The bootstrap simulation is already implemented in the package in
function boot.mlds
scale.boot <- boot.mlds(scale, nsim=1000)
The returned object scale.boot contains all the
bootstrapped parameter samples. From them we (manually) calculate the
bounds of the confidence intervals, as follows
# calculating low and high bounds of confidence interval manually using quantiles,
# this procedure does not assume normal distribution of bootstrap samples
samples <- scale.boot$boot.samp
low <- c(0, apply(samples[1:(nrow(samples)-1),], 1, quantile, probs = 0.025))
high <- c(0, apply(samples[1:(nrow(samples)-1),], 1, quantile, probs = 0.975))
The variables low and highcontains the CI
bounds. We now can plot the scale with CIs
par(pty="s")
plot(scale, xlab = "Number of dots", ylab = "Perceived numerosity", standard.scale = TRUE)
segments(scale$stimulus, low, scale$stimulus, high)

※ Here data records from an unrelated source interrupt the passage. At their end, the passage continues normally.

PR #2357, opened 2026-07-23
fix(rules): preserve global non-root rules for folded targets

### LINKED ISSUE #2358: Global non-root rules are ignored for folded targets
## Summary

Global non-root rules are discarded for targets that fold them into a root file.

## Motivation / Purpose

Codex and Pi declare `foldsNonRootIntoRoot`, but global loading removes their
non-root rules before conversion can fold or route them.

## Details

- A global root plus non-root Codex or Pi rule emits only the root body.
- Pi rules using `systemPrompt: append` do not reach `APPEND_SYSTEM.md`.
- Global loading should retain non-root rules when the target either exposes a
  global `nonRoot` path or declares `foldsNonRootIntoRoot`.

## Additional Context

Draft fix: #2357

wongcken:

lines(c(min(scale$stimulus), max(scale$stimulus)), c(0, 1), type = "l", lty = 1)
Similar as for CIs, to evaluate goodness of fit MLDS also relies on simulation. Now instead of analysing the bootstrapped parameter samples, we evaluate the deviance on each simulation run. Deviance captures the deviation between model and data. It is the analogous to the sum of squared errors (SSE) in linear regression. The deviance is calculated for each datapoint as a deviance residual, similar to the residuals in linear regression.

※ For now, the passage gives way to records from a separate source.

Issue #2342, opened 2026-07-22
Complete Hermes Agent feature support


rudironsoni:
## Summary

Complete the `hermesagent` target's feature support and model `.rulesync/commands` separately from installed skills.

Hermes exposes installed skills as dynamic slash commands, but that does not make Rulesync commands and skills equivalent. `.rulesync/skills/*/SKILL.md` should continue to install as Hermes skills, while `.rulesync/commands/*.md` should become explicit user-facing command entry points backed by a Rulesync-managed Hermes plugin.

## Motivation/Purpose

Rulesync currently reports several Hermes features as unsupported:

```text
Target 'hermesagent' does not support the feature 'ignore'. Skipping.
Target 'hermesagent' does not support the feature 'commands'. Skipping.
Target 'hermesagent' does not support the feature 'checks'. Skipping.
```

The existing target also needs consistent scope diagnostics for global-only and project-only features. Hermes's plugin API provides native extension points for commands, tool-call interception, tool-result transformation, and verification hooks, so these features can be represented without collapsing commands into skills.

## Details

- Generate global `.rulesync/commands/*.md` as native Hermes slash commands through a Rulesync-managed plugin.
- Preserve `.rulesync/skills/` as Hermes skills, including their existing dynamic slash-command behavior.
- Reject command/skill slash-name collisions rather than silently shadowing one surface with the other.
- Generate project-scoped ignore support through a plugin that blocks ignored file reads and writes and filters search results.
- Generate project-scoped checks through Hermes's verification hook, preserving check description, severity, tool guidance, and body.
- Keep Rulesync-owned plugin cleanup gated by explicit ownership markers.
- Complete the existing Hermes hooks and permissions adapters so they load source files through the normal processor contract.
- Emit scope-aware warnings and retry hints for project-only versus global-only features.
- Update supported-tool documentation and preserve Tool x Feature matrix coverage in E2E tests.

Relevant Hermes documentation:

- https://hermes-agent.nousresearch.com/docs/user-guide/plugins/
- https://hermes-agent.nousresearch.com/docs/user-guide/skills/
- https://hermes-agent.nousresearch.com/docs/user-guide/hooks/

## Additional Context

This follows up #2018 and the later Hermes feature work. It is not a good first issue because it spans feature processors, generated Python plugins, shared config ownership, cleanup semantics, documentation, and end-to-end matrix coverage.

dyoshikawa:
## Upstream update (re-check on 2026-07-23)

[...]

PR #2385, opened 2026-07-24
feat(hermesagent): complete v0.19 configuration support

rudironsoni:
## Summary

- activate generated Hermes project plugins by merging `plugins.enabled` into
  `$HERMES_HOME/config.yaml` and setting
  `HERMES_ENABLE_PROJECT_PLUGINS=true` in `$HERMES_HOME/.env`
- preserve Hermes v0.19 native hook events, MCP OAuth/lifecycle fields, skill
  metadata, and native permission structures during generation and import
- make global command plugins resolve payloads relative to their installation,
  so custom `HERMES_HOME` profiles work
- fix project and global Hermes subagent import source paths and RuleSync
  destinations
- include Hermes activation writes in generation counts, dry-run output,
  `--check`, JSON output, and MCP results
- document the Hermes Agent v0.19.0 (`v2026.7.20`) compatibility contract

Project activation preserves unrelated user configuration and fails on an
explicit `plugins.disabled` conflict. Native-only Hermes hooks remain isolated
under `hermesagent.hooks` on import.

Refs #2342 and the v0.19 follow-up analysis in
https://github.com/dyoshikawa/rulesync/issues/2342#issuecomment-5060207185.

## Runtime validation

Generated project and global fixtures were loaded through a clean checkout of
Hermes Agent v0.19.0 at commit
`3ef6bbd201263d354fd83ec55b3c306ded2eb72a`. The upstream loaders accepted:

- `.hermes.md` project context
- project and global `rulesync-*` plugins, including registered commands
- all configured native hook events against Hermes `VALID_HOOKS`
- stdio and HTTP MCP servers with OAuth and lifecycle fields
- native permission, approval, and website-block policies
- Hermes-native skill metadata

Both project and global RuleSync import round-trips passed from clean
directories. Project/global generation and `--check` also passed with isolated
`HOME_DIR`/`HERMES_HOME` values.

## Repository validation

- `pnpm run check`
- `pnpm run cicheck:content`
- `pnpm run docs:build`
- `pnpm run cspell`
- `git diff --check`
- Hermes-focused unit tests: 50 passed
- Hermes command/subagent E2E suites: passed
- Hermes rules, ignore, checks, MCP, skills, hooks, and permissions E2E suites:
  passed
- full unit run: 7,529 passed; the unrelated Amp Bun Shell test could not run
  because `bun` is absent from `PATH` (`spawn bun ENOENT`)
- full E2E run: the existing convert dry-run assertion still fails because it
  expects `[DRY RUN]` on stdout but receives an empty string; all Hermes suites
  pass


src/features/shared/hermes-project-plugin-activation.ts
```diff
@@ -0,0 +1,186 @@
...
+  const configPath = join(homeDirectory, HERMESAGENT_CONFIG_FILE_PATH);
+  const dotenvPath = join(homeDirectory, HERMESAGENT_DOTENV_FILE_PATH);
+  const existingConfig = (await readFileContentOrNull(configPath)) ?? "";
+  const existingDotenv = (await readFileContentOrNull(dotenvPath)) ?? "";
+  const expectedConfig = mergeEnabledPlugins({
+    existingContent: existingConfig,
+    filePath: configPath,
+    pluginNames,
+  });
+  const expectedDotenv = enableHermesProjectPluginsInDotenv(existingDotenv);
```
dyoshikawa: High: this turns a repository-specific trust decision into a global, persistent setting. Hermes deliberately disables project-local plugins by default and documents enabling them only for trusted repositories. Persisting `HERMES_ENABLE_PROJECT_PLUGINS=true` in the user's global `.env`, while globally enabling these plugin names, means a later untrusted repository can provide a same-named `.hermes/plugins/<name>/__init__.py` and have arbitrary Python loaded under the user's account. Please keep normal project generation from changing this global gate; use an explicit warning/opt-in or a session-scoped setting for the trusted repository instead.

src/features/shared/hermes-project-plugin-activation.ts
```diff
@@ -0,0 +1,186 @@
...
+}: {
+  pluginNames: readonly HermesProjectPluginName[];
+  dryRun: boolean;
+  logger: Logger;
+}): Promise<FeatureGenerateResult> {
+  if (pluginNames.length === 0) {
+    return { count: 0, paths: [], hasDiff: false };
+  }
+
+  const homeDirectory = getHomeDirectory();
```
dyoshikawa: Mid: this always resolves activation under the default home directory and never reads `HERMES_HOME`. With a custom Hermes profile, generation therefore updates `~/.hermes/config.yaml` and `.env` instead of the active profile, contrary to the compatibility documentation added in this PR. Please resolve Hermes's configuration root from `HERMES_HOME` when set and cover that path in tests.

dyoshikawa (commented):
I found one merge-blocking security issue and two correctness gaps. The current CI checks are green, but normal project generation would persistently remove Hermes's project-plugin trust boundary for every future repository. Please address that before merging and fix the profile path described inline. The MCP integration also remains incomplete: the Hermes factory still declares `supportsEnabledTools` and `supportsDisabledTools` as `false`, so `McpProcessor` strips those fields before the adapter can produce `tools.include` and `tools.exclude`; please update the metadata and add processor/E2E coverage.

dyoshikawa:
@rudironsoni Thank you!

The simulation and deviance calculation is done with function
binom.diagnostics
scale.gof <- binom.diagnostics(scale)
There are two checks on the deviance that the MLDS package considers. The first check is on the cumulative density function of the deviance residuals (left panel). Here the CDF is compared with the 95% envelope produced by the simulated data. An appropriate model should have all datapoints inside the envelope.
plot(scale.gof)
The second check considers the order on the deviance residuals. In
specific, it sorts the deviance residuals by the independent variable,
and counts how many residuals have consecutively the same sign. This is
the number of runs ( (vertical line on the histogram below,
right panel). The same is done for each simulated run, to obtain a
distribution of runs which is visualized as a histogram.
For an appropriate goodness of fit, the number of runs from the data
(vertical line) should not be signifficantly different than the
distribution. The binom.diagnostics function also
calculates a p-value for this comparison, this should not be
significant (p>0.05).
print(scale.gof$p)
## [1] 0.395
Finding a “bad” goodness of fit indicates that the model assumptions behind MLDS are somehow violated. For example, it can indicate that the observer’s decision rule is not what MLDS assumes (a double differencing rule). Instead, the observer may be using another strategy to perform the task.
Another possibility is that the stimuli vary along more than one perceptual dimension. In this case judgments will be inconsistent with the decision model, if the observer considers a similarity distance in perceptual space, and that will produce a violation in the model assumptions. Experimenters may consider alternative models to investigate these cases further.